Entries taken from a collection -
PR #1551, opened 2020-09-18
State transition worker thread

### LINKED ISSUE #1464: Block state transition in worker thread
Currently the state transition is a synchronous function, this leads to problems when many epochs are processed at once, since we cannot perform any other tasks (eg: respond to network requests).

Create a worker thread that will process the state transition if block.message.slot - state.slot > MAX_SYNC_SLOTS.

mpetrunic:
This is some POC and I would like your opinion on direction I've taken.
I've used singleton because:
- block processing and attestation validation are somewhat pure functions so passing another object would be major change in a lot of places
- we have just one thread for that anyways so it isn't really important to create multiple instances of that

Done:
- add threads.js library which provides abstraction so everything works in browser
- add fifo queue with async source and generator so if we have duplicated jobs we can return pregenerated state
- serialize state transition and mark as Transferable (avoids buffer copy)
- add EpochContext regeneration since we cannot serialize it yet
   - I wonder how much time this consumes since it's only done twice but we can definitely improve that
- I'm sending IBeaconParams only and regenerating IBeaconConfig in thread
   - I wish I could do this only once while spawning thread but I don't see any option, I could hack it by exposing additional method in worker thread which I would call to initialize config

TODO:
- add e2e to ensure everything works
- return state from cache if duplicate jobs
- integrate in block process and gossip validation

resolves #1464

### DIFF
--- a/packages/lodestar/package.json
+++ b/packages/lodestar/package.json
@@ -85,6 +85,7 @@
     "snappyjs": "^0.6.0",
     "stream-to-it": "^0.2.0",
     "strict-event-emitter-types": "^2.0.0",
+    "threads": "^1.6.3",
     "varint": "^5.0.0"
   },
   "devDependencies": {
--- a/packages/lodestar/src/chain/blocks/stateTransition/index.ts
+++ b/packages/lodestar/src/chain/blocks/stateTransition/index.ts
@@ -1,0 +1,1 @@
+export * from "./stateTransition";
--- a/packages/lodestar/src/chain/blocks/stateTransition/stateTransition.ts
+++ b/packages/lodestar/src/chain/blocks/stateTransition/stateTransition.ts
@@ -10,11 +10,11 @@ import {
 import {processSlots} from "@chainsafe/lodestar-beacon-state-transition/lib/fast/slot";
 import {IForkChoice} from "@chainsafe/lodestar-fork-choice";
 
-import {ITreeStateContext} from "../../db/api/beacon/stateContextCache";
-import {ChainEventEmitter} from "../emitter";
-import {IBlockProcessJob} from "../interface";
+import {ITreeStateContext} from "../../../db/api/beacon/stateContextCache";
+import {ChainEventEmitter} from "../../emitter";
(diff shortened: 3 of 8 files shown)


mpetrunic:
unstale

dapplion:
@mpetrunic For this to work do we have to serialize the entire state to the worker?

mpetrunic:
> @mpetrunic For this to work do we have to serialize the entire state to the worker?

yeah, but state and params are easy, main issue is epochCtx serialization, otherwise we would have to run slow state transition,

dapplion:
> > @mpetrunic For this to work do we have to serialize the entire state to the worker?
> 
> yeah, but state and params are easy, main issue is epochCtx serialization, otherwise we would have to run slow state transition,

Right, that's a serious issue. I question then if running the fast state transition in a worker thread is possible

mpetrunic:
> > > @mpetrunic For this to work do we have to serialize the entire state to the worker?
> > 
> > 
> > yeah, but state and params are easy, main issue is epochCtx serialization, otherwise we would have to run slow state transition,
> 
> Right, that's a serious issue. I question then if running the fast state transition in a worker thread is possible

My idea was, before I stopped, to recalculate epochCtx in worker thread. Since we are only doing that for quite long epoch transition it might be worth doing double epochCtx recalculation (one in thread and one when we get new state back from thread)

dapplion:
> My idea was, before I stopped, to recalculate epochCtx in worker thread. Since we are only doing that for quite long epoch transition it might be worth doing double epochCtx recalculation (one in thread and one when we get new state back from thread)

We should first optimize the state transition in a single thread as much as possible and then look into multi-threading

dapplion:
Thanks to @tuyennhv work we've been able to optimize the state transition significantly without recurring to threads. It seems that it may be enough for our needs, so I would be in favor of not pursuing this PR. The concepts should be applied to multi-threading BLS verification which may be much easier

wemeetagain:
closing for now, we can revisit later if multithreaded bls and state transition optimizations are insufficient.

---

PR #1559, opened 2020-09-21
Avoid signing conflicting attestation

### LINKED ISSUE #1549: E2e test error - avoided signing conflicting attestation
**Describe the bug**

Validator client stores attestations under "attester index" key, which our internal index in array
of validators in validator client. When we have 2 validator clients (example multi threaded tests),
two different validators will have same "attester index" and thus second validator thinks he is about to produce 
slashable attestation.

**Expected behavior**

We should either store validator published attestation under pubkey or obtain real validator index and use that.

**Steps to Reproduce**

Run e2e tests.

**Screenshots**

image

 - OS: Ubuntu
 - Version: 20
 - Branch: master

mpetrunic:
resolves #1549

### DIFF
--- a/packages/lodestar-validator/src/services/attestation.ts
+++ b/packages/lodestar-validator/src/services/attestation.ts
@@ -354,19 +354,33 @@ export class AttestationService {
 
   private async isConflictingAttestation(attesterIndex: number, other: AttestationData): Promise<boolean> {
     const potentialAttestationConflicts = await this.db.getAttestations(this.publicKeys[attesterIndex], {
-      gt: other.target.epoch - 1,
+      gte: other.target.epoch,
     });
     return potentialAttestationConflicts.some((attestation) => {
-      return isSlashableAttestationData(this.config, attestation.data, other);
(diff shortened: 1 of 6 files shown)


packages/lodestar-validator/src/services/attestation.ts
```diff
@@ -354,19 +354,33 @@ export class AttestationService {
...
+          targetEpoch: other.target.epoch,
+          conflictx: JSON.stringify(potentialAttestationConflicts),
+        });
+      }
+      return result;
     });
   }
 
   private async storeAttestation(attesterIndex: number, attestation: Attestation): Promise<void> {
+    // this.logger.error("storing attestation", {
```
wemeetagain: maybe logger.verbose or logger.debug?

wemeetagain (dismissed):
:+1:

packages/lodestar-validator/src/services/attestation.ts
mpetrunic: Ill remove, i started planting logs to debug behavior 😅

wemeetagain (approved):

---

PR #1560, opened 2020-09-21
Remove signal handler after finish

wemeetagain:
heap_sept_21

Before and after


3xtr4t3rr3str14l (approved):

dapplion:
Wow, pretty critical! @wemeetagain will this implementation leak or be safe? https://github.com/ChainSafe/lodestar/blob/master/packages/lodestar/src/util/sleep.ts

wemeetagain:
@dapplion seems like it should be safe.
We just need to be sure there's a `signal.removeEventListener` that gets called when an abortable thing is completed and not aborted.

TASK STATEMENT - Reproduce exactly the section above that begins at the line containing "PR #1551, opened 2020-09-18" and ends at the line containing "### LINKED ISSUE #1464: Block", leaving out all other lines.

REPLY TO THE EXERCISE -
PR #1551, opened 2020-09-18
State transition worker thread

### LINKED ISSUE #1464: Block state transition in worker thread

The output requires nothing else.